A Shropshire Lad 35: On the idle hill of summer

 

By A. E. Housman


On the idle hill of summer,

      Sleepy with the flow of streams,

Far I hear the steady drummer

      Drumming like a noise in dreams.

 

Far and near and low and louder

      On the roads of earth go by,

Dear to friends and food for powder,

      Soldiers marching, all to die.

 

East and west on fields forgotten

      Bleach the bones of comrades slain,

Lovely lads and dead and rotten;

      None that go return again.

 

Far the calling bugles hollo,

      High the screaming fife replies,

Gay the files of scarlet follow:

      Woman bore me, I will rise.

























Alfred Edward Housman (1859 – 1936) was an English classical scholar and poet.
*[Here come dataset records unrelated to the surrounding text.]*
PR #82, opened 2024-10-16
Cleanup unnecessary `allow` attributes

tim-blackbird:
- Also yeet a commented line from #80

There's no code-quality label :(


alice-i-cecile:
I've cleaned up our labels :)

PR #92, opened 2024-10-18
Fix Pane Jitter

### LINKED ISSUE #91: Panes glitching / bugging on pane and window resize
When resizing a pane it sometimes glitches out and it seems quite laggy.
Also when fullscreening the editor nothing updates anymore and the program freezes.

https://github.com/user-attachments/assets/cc8f15f9-0d13-4004-96ba-94ffacefe62a

tim-blackbird:
- Making the position `Absolute` seems to Fix #91 :shrug: 
- Fix panic when resizing viewport pane down so the image node size becomes less than `1px`


hcabel:
Tested this fix, the jitter does indeed go away, but the UI being clipped off the window that I've mentioned in the UI is still there

PR #95, opened 2024-10-19
Add bevy wayland feature

Dokkae6949:
Adding this allows the editor UI to work better under `wayland` without weird `xwayland` rendering glitches / issues.

This partially fixes the issues in #91 since fullscreen windows now render correctly. The pane glitching is not fixed by this tho

### DIFF
--- a/Cargo.toml
+++ b/Cargo.toml
@@ -26,7 +26,7 @@ unsafe_op_in_unsafe_fn = "warn"
 unused_qualifications = "warn"
 
 [workspace.dependencies]
-bevy = { git = "https://github.com/bevyengine/bevy.git", rev = "015f2c69ca2a2c009fd04eadada282482deaf469" }
+bevy = { git = "https://github.com/bevyengine/bevy.git", rev = "015f2c69ca2a2c009fd04eadada282482deaf469", features = ["wayland"] }
 thiserror = "1"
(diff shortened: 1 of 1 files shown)


tim-blackbird:
If wayland support is ready for prime-time then we should enable it in bevy by default, and I think we should not enable it here until then

Dokkae6949:
Can I enable the feature just for myself locally somehow? Since xwayland (without this feature flag) bevy is completely borked and borderline unusable

alice-i-cecile:
I don't think that's particularly possible. I agree that this is annoying, but I'm also nervous to turn this on locally 🤔

Dokkae6949:
From what I've seen is that in wayland is already enabled by default on the dev branch. So it really doesn't make sense to not already enable it since it works better than xwayland

tim-blackbird:
It's not enabled yet, if it was it would be enabled here too because we are on bevy's main branch

alice-i-cecile:
Maybe this is a good opportunity to dogfood it? If users say this is better than not enabling it, I think that merging this is the right call.

tim-blackbird:
I suppose enabling it here would have a manageable impact. I checked and it seems to run fine for me on Wayland with the feature enabled, so I'm cool with enabling it here :)

PR #78, opened 2024-10-13
Asset browser V1

hcabel:
Image

# Features
1. Reflect the assets directory on disk
2. Auto sync if any change is made to the asset directory 
3. TopBar show the current path
4. Any segment of the TopBar path is clickable to go back to the desired directory
5. Folder assets can be clicked to step into them
6. I've made 2 icon in figma to get things started

I've decided to go this way because from my experience I've realize people tends to prefer asset browser that are synced with the disk.

# Testing
To test it, you can bind it to the editor UI like so:
1. Go to the `bevy_editor` crate
2. Add `bevy_asset_browser.workspace = true` to `Cargo.toml` 
3. Open `src/ui.rs`
4. Import `use bevy_asset_browser::{AssetBrowserNode, AssetBrowserPlugin, AssetBrowserSet};`
5. In the plugin build function: configure_sets `AssetBrowserSet` and add_plugins `AssetBrowserPlugin`
6. then add `parent.spawn(AssetBrowserNode);` to the UI

# Notes
- I don't know where the game assets will be stored, so for now I've target the assets folder in the root directory
- To sync the asset browser to any external changes, I'm using the folder's metadata's modified time. I've stored the last modified value in a resources but I'm not sure it belong (since it has no purpose externally), is that ok?
- Please check for typos or weird phrasing, I'm not a native English speaker. (you've probably already noticed that 😆) trying my best
- I'm not using `bevy_pane_layout`, I haven't seen any other crate used it yet, so I'm not sure how to use it or if it's even finished

# Disclaimer
I'm here to help, if anything's ain't to your liking I'll be happy to change it. (My concern atm is that it might what you've envisioned)
I'm not a Rust nor a Bevy expert, I'll do my research but if I didn't use a rust/bevy feature, it's probably that I didn't knew it existed and I'll be happy to rework my code accordingly.

PR #96, opened 2024-10-19
Scroll box widget

hcabel:
⚠️ #78 need to be merged first

Adding a `ScrollBox` widget
scroll_bar_demo
(also the bar disappear if there is no content clipped) 

At the moment, the `ScrollBar` is being recalculated every frame.
It's far from being efficient, but I don't know how to react to UI being resized
I recon we could refresh on scroll and windows resizing event, but there's still cases were it might break (e.g pane_layout resize)

### DIFF
--- a/Cargo.toml
+++ b/Cargo.toml
@@ -50,6 +50,7 @@ bevy_command_palette = { path = "bevy_widgets/bevy_command_palette" }
 bevy_context_menu = { path = "bevy_widgets/bevy_context_menu" }
 bevy_i-cant-believe-its-not-bsn = { path = "bevy_widgets/bevy_i-cant-believe-its-not-bsn" }
 bevy_menu_bar = { path = "bevy_widgets/bevy_menu_bar" }
+bevy_scroll_box = { path = "bevy_widgets/bevy_scroll_box" }
 bevy_footer_bar = { path = "bevy_widgets/bevy_footer_bar" }
 bevy_toolbar = { path = "bevy_widgets/bevy_toolbar" }
 bevy_tooltips = { path = "bevy_widgets/bevy_tooltips" }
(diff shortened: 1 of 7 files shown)


hcabel:
Reopening, with a cleaned history, but it's the same

alice-i-cecile (dismissed):
Solid stuff; very pleased to see this sort of foundational work. Let me know when you've resolved merge conflicts.

tim-blackbird:
Bevy recently gained some built-in support for scrolling. See [`Overflow::scroll_y()`](https://dev-docs.bevyengine.org/bevy/ui/struct.Overflow.html#method.scroll_y) and [`ScrollPosition`](https://dev-docs.bevyengine.org/bevy/ui/struct.ScrollPosition.html). We can make use of that here :)

hcabel:
Actually this is not ready yet :D 

While changing the spawn method to allow creating child into the `ScrollBoxNode` (content) (🤔 I should rename that)
I stumble upon couple of issues:
1- it scroll no matter where the cursor is. And adding an Active tag on over/out is tricky because the ScrollBox is beneath other UI element
2- Doesn't support multi `ScrollBar`, (crash)

So I'm gonna keep improving this when I got more time and let you know when it's done :)

hcabel:
# Features
- no more crashes 🤞 
- Work in X/Y/Both axis
- Use Overflow and ScrollPosition
- Scroll bar doesn't disappear anymore if the size of the content is too small (query conflict) 
- Shift key + scroll, scroll the ScrollBox horizontally

# Notes
The scroll bar handle aren't yet draggable
Scroll bar handle are still recalculated every frame (`Update`)

hcabel:
@Atlas16A You can merge it now, ain't perfect but the most important is there
Allow people to create scrollable content without having to do it themselves

rewin123:
> @Atlas16A I recon you can merge it now, ain't perfect but the most important is there Allow people to create scrollable content without having to do it themselves

I really want this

After an initially poor performance while at university, he took employment as a clerk in London and established his academic reputation by publishing as a private scholar at first. Later Housman was appointed Professor of Latin at University College London and then at the University of Cambridge. He is now acknowledged as one of the foremost classicists of his age. In 1896 he emerged as a poet with A Shropshire Lad, a cycle in which he poses as an unsophisticated and melancholy youth. After a slow start, this captured the imagination of young readers, its preoccupation with early death appealing to them especially during times of war. In 1922 his Last Poems added to his reputation, which was further enhanced by the large number of song settings drawn from these collections. Following his death, further poems from his notebooks were published by his brother, Laurence.